Preamble: This workbook maps the RTG lattice Hamiltonian to a continuum action with a Z₂ gate, typically in emergent 3+1D (Core Principles §4). All constants align with Two-Loop RG Derivation v1.3.3.

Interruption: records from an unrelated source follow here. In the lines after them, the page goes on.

PR #544, opened 2020-02-15
Fix IME position at all zoom levels

ryota-abe:
## Description
We have already applied [a workaround for the IME issue](https://github.com/Zettlr/Zettlr/commit/c64173d4947ad910f7560c400ca306511dea494f), but it was not complete.

## Changes
The source of the problem is the textarea, whose size and position must exactly match the actual displayed text.

### Current state
- The dimensions of the textarea do not match the actual displayed text.
- The vertical position of the textarea is in the middle of the parent element. (This is probably a Chromium bug.)
image

### Amendment
- Adjust the dimensions of the textarea.
- Change the shape of the parent div to work around a positioning bug in Chromium.
image

## Tested On
 - OS and version:
    1. Windows 10 Home 1903 (+ Japanese Microsoft IME)
    2. Windows 10 Home 1903 (+ Microsoft Pinyin)
    3. Ubuntu Desktop 18.04 LTS (+ Mozc)

### DIFF
--- a/resources/less/geometry/codemirror.less
+++ b/resources/less/geometry/codemirror.less
@@ -9,9 +9,18 @@
   // hidden. This way, pop-ups for non-western
   // fonts such as Hiragana/Katakana are correctly
   // aligned. Should also help accessibility-plugins.
-  &.CodeMirror-wrap > div > textarea {
-    font-size: 1.6em;
-    line-height: inherit;
+  &.CodeMirror-wrap > div:first-child {
+    height: 1.4375em !important;
+    width: 0 !important;
+    textarea {
+      font-family: inherit;
+      font-size: inherit;
+      line-height: inherit;
+      height: 1.4375em !important;
+      top: 0 !important;
+      bottom: 0 !important;
+      margin: auto;
+    }
   }
 
   line-height:1.4375;


nathanlesage:
Oh boy, I have to get back to that linter workflow 🙄

But crazy how much code is necessary to alleviate the problem, holy! Might well consider checking this on one of the[ CodeMirror demos](https://codemirror.net/mode/gfm/index.html), and, if it's reproducible, ping Marijn that he fixes this in the core…?

Does the textarea now work fully with all zoom levels?

ryota-abe:
The problem is partially reproducible on the CodeMirror demo page.
image
- The size of the text area is not correct.
- But its position looks correct. 🤔 

And [a related issue is alreadly open](https://github.com/codemirror/CodeMirror/issues/4257).

---
> Does the textarea now work fully with all zoom levels?

Absolutely.
fix_ime_position2

nathanlesage:
> And a related issue is alreadly open.

Perfect, thank you very much for looking it up!

> > Does the textarea now work fully with all zoom levels?
>
> Absolutely.

Perfect! :) Then I'll merge! ありがとうごさいます

PR #564, opened 2020-02-22
Remove stray copy file

Zverik:
## Description

There's one file that's not referenced from anywhere, and looks like a stray macOS copy of an older version. Introduced in 0cc3de469fb99f808d2aa3f9cf39472a09b0fff3. Mind if we removed it?

## Changes

Nothing changes for the UI.

## Tested On
 - OS and version: Fedora Linux 30
 - Zettlr version: 1.6.0 beta5


nathanlesage:
That's the backup of the Markdown mode I made during refactor. I wanted to keep it until 1.6 is released, but I think that more or less it can be removed by now …

Zverik:
Well, it's git: you can extract any version of any file :)

PR #565, opened 2020-02-22
 Fix to show search result in sidebar even for a single file

ryota-abe:
## Description
If the result of global search contains only a single file, nothing appears in the sidebar.

## Changes
Fix to show single file in sidebar.

## Tested On
 - OS and version: Windows 10 Home 1903

## Additional information
Not reproduced in v1.5.0


nathanlesage:
Thanks for spotting!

Notation guard: All \(\omega,\Delta\omega,\delta\omega\) are angular frequencies (rad·s\(^{-1}\)); convert to Hz by \(f=\omega/(2\pi)\). \(\sigma_{\mathrm{exch}}\) (default \(\sigma_{\mathrm{exch}} \simeq \Delta\omega^*\)) is an independent UV regulator for the exchange term, distinct from CHSH noise \(\sigma_{\mathrm{noise}}\).

1 Overview

This workbook shows how the discrete RTG lattice Hamiltonian used in Monte Carlo work translates into a continuum compact-phase action with a Z₂ gate. All constants match the Two-Loop RG Derivation v1.3.3.

2 Lattice Hamiltonian

The nearest-neighbour bond energy is

\[ H_{\text{lat}} = \sum_{\langle ij\rangle} \left[ K_{\text{lat}}\,\frac{|\Delta\omega_{ij}|}{\Delta\omega^*} + J_{\text{lat}}\,\mathcal{R}_{ij} + J_{\text{lat,ex}}\,\sin(\Delta\phi_{ij})\,e^{-(\Delta\omega_{ij}/\sigma_{\rm exch})^{2}} \right] \]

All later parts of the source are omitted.